Pixo is a place where software developers huddle with their laptops and a whiteboard and talk about how they'll deal with website maintenance issues for a client.
It's also a place where, a few days after Easter, chocolate eggs left over from an egg hunt are still sitting on ledges around the office. Where employees can get away from the computer for a few minutes and relax in a bean bag chair, and where they get together regularly for game nights.
"We wanted to achieve great things -- we love to work and achieve -- but we wanted to figure out if we could create an environment where we could feel really fulfilled, and not have our morals and values compromised in the process," Patterson said.
She described herself and her brother as "achieve-a-holics." But the workplace they created was one that drew the line on excessive hours and unreasonable demands for employees, and on overpromising what they could deliver to clients.
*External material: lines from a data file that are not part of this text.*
PR #1048, opened 2019-02-22
Crud status network

AshantiMutinta:
- [x] Changed CrudStatus Action creators to use author entry
- [x] Handled CrudStatus and CrudLink data sent over network


core/src/workflows/crud_status.rs
```diff
@@ -0,0 +1,163 @@
+use crate::context::Context;
```
lucksus: The functions in this file are not workflows in the sense of the other workflows in this directory. They don’t aggregate async action creators to a high-level process. 

Actually these functions are misplaced reducers.

core/src/workflows/author_update_entry.rs
```diff
@@ -0,0 +1,81 @@
...
+    cas::content::{Address, AddressableContent},
+    entry::Entry,
+    error::HolochainError,
+    validation::{EntryAction, EntryLifecycle, ValidationData},
+};
+use std::sync::Arc;
+
+pub async fn author_update_entry<'a>(
+    entry: &'a Entry,
+    maybe_link_update_delete: Option<Address>,
```
zippy: I think for this function, the `link_update_delete` shouldn't be an Option.  I don't think you should be able to call author_update_entry without actually specifying which other entry is being updated.  It does mean you'll have to add the `Some()` around the link in the call to `commit` in step 3

hdk-rust/wasm-test/src/handle_crud.rs
```diff
@@ -6,11 +6,16 @@ use holochain_wasm_utils::{
...
+use std::{
+    time::Duration
+};
+
 //
 pub(crate) fn handle_update_entry_ok() -> JsonString {
     // Commit v1 entry
     hdk::debug("**** Commit v1 entry").ok();
     let res = hdk::commit_entry(&hdk_test_entry());
+    hdk::sleep(Duration::from_millis(35000)).unwrap();
```
zippy: whoa!!  Do you really need to wait 35 seconds for this test to work?  All these sleeps will dramatically increase the wall time on CI.  Can we decrease this?

core/src/dht/dht_reducers.rs
```diff
@@ -295,6 +297,7 @@ fn reduce_remove_entry_inner(
         return Err(err);
     }
     let status_eavs = maybe_status_eav.unwrap();
+
     assert!(!status_eavs.is_empty(), "Entry should have a Status");
```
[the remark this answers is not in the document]
lucksus: Hm, yeah. I guess this should be part of the sub-conscious validation of removals, right?

core/src/network/handler/store.rs
```diff
@@ -60,11 +61,43 @@ pub fn handle_store_meta(dht_meta_data: DhtMetaData, context: Arc<Context>) {
...
-    } else if attr == Attribute::CrudStatus.to_string() {
-        context.log("debug/net/handle: HandleStoreMeta: got CRUD status. processing...");
-    // FIXME: block_on hold crud_status metadata in DHT?
-    } else if attr == Attribute::CrudLink.to_string() {
+    } else if CrudStatus::from_str(&attr)
+        .expect("Could not convert deleted attribute to CrudStatus")
+        == CrudStatus::Deleted
+    {
+        context.log("debug/net/handle: HandleStoreMeta: got CRUD STATUS. processing...");
+        // FIXME: block_on hold crud_status metadata in DHT?
```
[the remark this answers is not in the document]
lucksus: yes.

core/src/network/handler/store.rs
```diff
@@ -60,11 +61,43 @@ pub fn handle_store_meta(dht_meta_data: DhtMetaData, context: Arc<Context>) {
...
+            {
+                context.log(format!("err/net/dht: {}", error))
+            }
+        });
+    } else if CrudStatus::from_str(&attr)
+        .expect("Could not convert modified attribute to CrudStatus")
+        == CrudStatus::Modified
+    {
         context.log("debug/net/handle: HandleStoreMeta: got CRUD LINK. processing...");
         // FIXME: block_on hold crud_link metadata in DHT?
```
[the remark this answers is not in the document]
lucksus: +1

core/src/workflows/author_update_entry.rs
lucksus: Yes, I agree. I am also wondering why we need a separate workflow. Can we not reuse `author_entry`?

Looking at this I notice that the only thing different is `EntryAction::Modify` in the validation data, which is correct. But since the `remove_entry` action also calls `author_entry` the action in the validation data will be wrong in the deletion case..

core/src/workflows/hold_entry_remove.rs
```diff
@@ -0,0 +1,48 @@
...
+
+    // 1. Get validation package from source
+    let maybe_validation_package = await!(get_validation_package(header.clone(), &context))?;
+    let validation_package = maybe_validation_package
+        .ok_or("Could not get validation package from source".to_string())?;
+
+    // 2. Create validation data struct
+    let validation_data = ValidationData {
+        package: validation_package,
+        lifecycle: EntryLifecycle::Dht,
```
lucksus: This has to be meta:
```suggestion
        lifecycle: EntryLifecycle::Meta,
```

...which reminds me that we do need set the action right when the lifecycle actually is `Dht`, which is the case for storing the deletion entry, which happens in the regular `hold_entry_workflow`. I guess we need to test if the entry is a deletion entry, or if it is an update entry, and set the action there accordingly.

core/src/workflows/hold_entry_update.rs
```diff
@@ -0,0 +1,48 @@
...
+
+    // 1. Get validation package from source
+    let maybe_validation_package = await!(get_validation_package(header.clone(), &context))?;
+    let validation_package = maybe_validation_package
+        .ok_or("Could not get validation package from source".to_string())?;
+
+    // 2. Create validation data struct
+    let validation_data = ValidationData {
+        package: validation_package,
+        lifecycle: EntryLifecycle::Dht,
```
lucksus: Same here:
```suggestion
        lifecycle: EntryLifecycle::Meta,
```

hdk-rust/wasm-test/src/handle_crud.rs
lucksus: Yeah, we need too find a different solution here, I think...

core/src/dht/dht_reducers.rs
```diff
@@ -316,14 +314,17 @@ fn reduce_remove_entry_inner(
     }
     let new_status_eav = result.expect("should unwrap eav");
     let meta_storage = &new_store.meta_storage().clone();
+
     let res = (*meta_storage.write().unwrap()).add_eavi(&new_status_eav);
```
sphinxc0re:
```suggestion
     let res = (*meta_storage.write().unwrap()).add_eavi(&new_status_eav)?;
```

core/src/dht/dht_reducers.rs
```diff
@@ -316,14 +314,17 @@ fn reduce_remove_entry_inner(
...
     if let Err(err) = res {
```
sphinxc0re:
```suggestion
```

core/src/dht/dht_reducers.rs
```diff
@@ -316,14 +314,17 @@ fn reduce_remove_entry_inner(
...
         return Err(err);
```
sphinxc0re:
```suggestion
```

core/src/dht/dht_reducers.rs
```diff
@@ -316,14 +314,17 @@ fn reduce_remove_entry_inner(
...
     }
```
sphinxc0re:
```suggestion
```

core_types/src/entry/entry_type.rs
```diff
@@ -85,6 +85,7 @@ impl EntryType {
     pub fn is_app(&self) -> bool {
         match self {
             EntryType::App(_) => true,
+            EntryType::Deletion => true,
```
lucksus: ?
Why this? A deletion entry is a "system" entry type, not an app entry..

AshantiMutinta: Woops, This stayed form me debugging. Will change that asap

It's been a formula for success. Pixo has been undergoing a growth spurt in the last few years. It now has 30 employees and a revamped management structure.
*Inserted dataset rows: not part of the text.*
PR #1049, opened 2019-02-24
holochain_dpki: refactor for using HCID

ddd-mtl:
## context reading

https://medium.com/holochain/part-1-holochain-holo-accounts-and-cryptographic-key-management-8b6306555e09

## core_types: AgentId
Removed KeyBuffer and use HCID crate instead.

**Base32**: new type definition of a String to represent a Base32 encoded public key with HCID.
AgentId now stores the hcid encoded key.
Added method  `AgentId.decoded_key()`

#### KeyPair
**KeyPair** is a Trait that represents an asymetric cryptographic key pair.
Trait is expressed with:
 - **SigningKeyPair**
 - **EncryptingKeyPair**

#### KeyBundle
Struct holding both the signing keys and encrypting keys generated from a seed. It also holds the seed type.

#### SeedType
An enum for specifying the type of seed used for creating the KeyBundle (Root, Revocation, Device, etc).

#### KeyBlob
A passphrase encrypted KeyBundle with some metadata.
Intended to be stored for persistence.

### Other
Removed DpkiError since it was not used.

## Sodium crate
OutOfMemory error according to libSodium api.
Enhanced a bit SecBuf with methods:
 - from_array() 
 - randomize()
 - is_zero()
 - compare()

## Misc.

Added unit tests here and there.


sodium/src/secbuf.rs
```diff
@@ -232,16 +232,48 @@ impl SecBuf {
...
         }
+        Ok(())
+    }
+
+    // -- Helpers -- //
+
+    /// Check if the buffer is empty i.e. [0,0,0,0,0,0,0,0]
+    pub fn is_empty(&mut self) -> bool {
+        let buf = self.read_lock();
+        for i in 0..buf.len() {
```
neonphog: If we're going to implement utility functions like this, I feel we should defer to the sodium utilities : https://download.libsodium.org/doc/helpers#testing-for-all-zeros

sodium/src/secbuf.rs
```diff
@@ -232,16 +232,48 @@ impl SecBuf {
...
+            buf[x] = data[x];
+        }
         Ok(())
     }
+
+    /// Return true if both buffers hold the same data
+    pub fn is_same(&mut self, other: &mut Self) -> bool {
+        let a = self.read_lock();
+        let b = other.read_lock();
+        **a == **b
```
neonphog: Feel like this should be implemented using PartialEq

ddd-mtl: Tried but PartialEq doesn't work with `&mut` args :/

sodium/src/secbuf.rs
```diff
@@ -232,16 +232,48 @@ impl SecBuf {
...
+    /// Load the [u8] into the SecBuf
+    pub fn from_array(&mut self, data: &[u8]) -> Result<(), SodiumError> {
+        if (data.len() != self.len()) {
+            return Err(SodiumError::Generic(
+                "Input does not have same size as SecBuf".to_string(),
+            ));
+        }
+        let mut buf = self.write_lock();
+        for x in 0..data.len() {
+            buf[x] = data[x];
```
neonphog: should not do this with iteration... please see the `write` function on secbuf. In fact, I don't think we need this function... just use `buf.write(0, &[ /* ... */])`

sodium/src/secbuf.rs
neonphog: huh... in that case, maybe we could make use of https://download.libsodium.org/doc/helpers#comparing-large-numbers ? because we have need of that as well.

sodium/src/pwhash.rs
```diff
@@ -54,23 +54,25 @@ pub fn hash(
             ops_limit as libc::c_ulonglong,
             mem_limit,
             alg as libc::c_int,
-        );
+        )
```
neonphog: from the docs
> The function returns 0 on success, and -1 if the computation didn't complete, usually because the operating system refused to allocate the amount of requested memory.

and the [sys bindings](https://docs.rs/rust_sodium-sys/0.10.2/rust_sodium_sys/fn.crypto_pwhash.html) look like they return that integer... maybe we should be grabbing it to make sure

hdk-rust/tests/integration_test.rs
```diff
@@ -306,7 +306,7 @@ fn can_use_globals() {
     assert_eq!(
         result.clone(),
         Ok(JsonString::from(HashString::from(
-            "zDTy3nif1_9khZUc9fP304PFdV-53yLTI_bVinjvZhwFkd3EMb7P4nXu8LRtMun5g3uR2ZjY_p5h54P_T_8KFog0SnQ2"
+            "HcSCJUBV8mqhsh8y97TIMFi68Y39qv6dzw4W9pP9Emjth7xwsj6P83R6RkBXqsa"
```
neonphog: bwahaha - yay real keys :+1:

hc_dpki/src/utils.rs
```diff
@@ -0,0 +1,93 @@
...
+/// @return {SecBuf} Resulting decoded key
+pub(crate) fn decode_pub_key(pub_key_b32: Base32, codec: &HcidEncoding) -> HcResult<SecBuf> {
+    // Decode Base32 public key
+    let pub_key = codec.decode(&pub_key_b32)?;
+    // convert to SecBuf
+    let mut pub_key_sec = SecBuf::with_insecure(sign::PUBLICKEYBYTES);
+    {
+        let mut pub_key_lock = pub_key_sec.write_lock();
+        for x in 0..pub_key.len() {
+            pub_key_lock[x] = pub_key[x];
```
neonphog: We shouldn't iterate on bytes... it's slow.

```rust
let mut pub_key_sec = SecBuf::with_insecure(sign::PUBLICKEYBYTES)
pub_key_sec.write(&codec.decode(&pub_key_b32)?);
```

hc_dpki/src/utils.rs
```diff
@@ -0,0 +1,93 @@
...
+
+/// Encode with HCID a public key given as a SecBuf
+/// @param {SecBuf} pub_key_sec - Public signing key to encode
+/// @param {HcidEncoding} codec - The configured HCID encoder to use
+/// @return {Base32} Resulting HCID encoded key
+pub(crate) fn encode_pub_key(pub_key_sec: &mut SecBuf, codec: &HcidEncoding) -> HcResult<Base32> {
+    let locker = pub_key_sec.read_lock();
+    let pub_buf = &*locker;
+    let pub_key = array_ref![pub_buf, 0, SEED_SIZE];
+    Ok(codec.encode(pub_key)?)
```
neonphog: Curious why the `array_ref!`? a direct reference, should work, or if not, a slice
```rust
Ok(codec.encode(&locker[0..SEED_SIZE]))
```

hc_dpki/src/utils.rs
```diff
@@ -0,0 +1,93 @@
...
+/// @param {SecBuf} signature - Candidate signature for that data buffer
+/// @return true if verification succeeded
+pub fn verify(
+    pub_sign_key_b32: Base32,
+    data: &mut SecBuf,
+    signature: &mut SecBuf,
+) -> HcResult<bool> {
+    let mut pub_key = decode_pub_key(
+        pub_sign_key_b32,
+        &with_hcs0().expect("HCID failed miserably with_hcs0."),
```
neonphog: lol.

there is some overhead to creating the encodings... I'd recommend putting it in a lazy_static!

hc_dpki/src/keypair.rs
```diff
@@ -1,610 +1,242 @@
...
-        let bundle_data_serialized = json::encode(&password_encrypted).unwrap();
+impl KeyPair for SigningKeyPair {
+    fn public(&self) -> String {
+        self.public.clone()
+    }
+    fn private(&mut self) -> &mut SecBuf {
+        &mut self.private
+    }
+    fn codec() -> HcidEncoding {
+        with_hcs0().expect("HCID failed miserably with_hcs0.")
```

The company's growth came from "amazing clients at the door that we couldn't respond to" with a smaller staff, said Patterson, as well as employees who wanted to work in larger teams and on bigger projects. The work environment is collaborative, with employees working next to others who share either the same project or same technology, and meeting weekly to discuss their projects and new ideas. The company works hard to hire people who "greatly value relationships and the ability to be themselves," Patterson said.
That was one of the things that attracted Pat East to Pixo. It's a place with a "culture of support," said East, a developer. East has been with Pixo only a couple of months, but he's had his eye on the company for several years. He knew it as a place "that focuses on diversity and work-life balance and doing business in a frame that's good for employees as well as customers."
For example, East and the other developers meet for an hour once a week to go over their projects and the tasks they expect to accomplish within the next week or two. It's a way to keep from becoming overwhelmed by a project, he said.
"When you are really comfortable where you are, it's far, far easier to take risks," Patterson said. "Clients need us to take risks, to think outside the box and help them through challenges."
Wes Cravens began work for Pixo last year as an independent contractor on a project, but was hired a few months later as the company's director of technology. He had been involved in entrepreneurial projects, and "there were very few companies I would actually work for at that point."
But Cravens realized that Pixo was the kind of company he had been trying to build -- a creative company that is unique in its approach to solving problems for clients, and employee-centered.
Cravens said Pixo's employees "bring out the best in each other."
"It's an energy thing," he said. "By choice or by personality, we're a very stimulating group of people who drive each other."
Cravens enjoys the challenges of working at a consulting company.
"I really like the diversity of our projects," he said. "I have traditionally worked for product companies. You can change your work, you can change the technologies you work in and you can explore new ideas as a consultancy. You can go after new ideas and fresh thinking all the time, and that's great."
Cravens also likes the leadership style, noting Patterson is very engaged with each of her employees. The company offers flexibility to support an employee who wants to try out a new area of work or who needs to change how he or she works -- for example, one employee recently went from a full-time staff member to an independent contractor to accommodate a necessary change in work hours, Cravens said.
While Patterson wants to ensure the management is hands-on and aware of how each employee is affected by changes in the organization, it was harder to do so herself as the company grew. So she put a nine-person leadership team in place last fall.
Erika Kramer is Pixo's director of operations, overseeing payroll, billing, financial reporting, purchasing and budgeting. She's recently taken on human resources duties and given up the task of overseeing the staffing of projects to another director.
She said the management change was necessary as the company grew. But Kramer, who has been with the company since 2008, said she and the other directors can still move quickly in making changes they believe are necessary.
"There's no politics, no hierarchy," Kramer said. "I feel like I have a lot more power in getting things done that need to be done." She also likes having a role in making decisions about the company's future, noting the leadership makes decisions as a group.
"I like to know, as a company, where we're headed and why we're making decisions and how those decisions affect other parts of the company," she said. "That makes a huge difference, at least to me."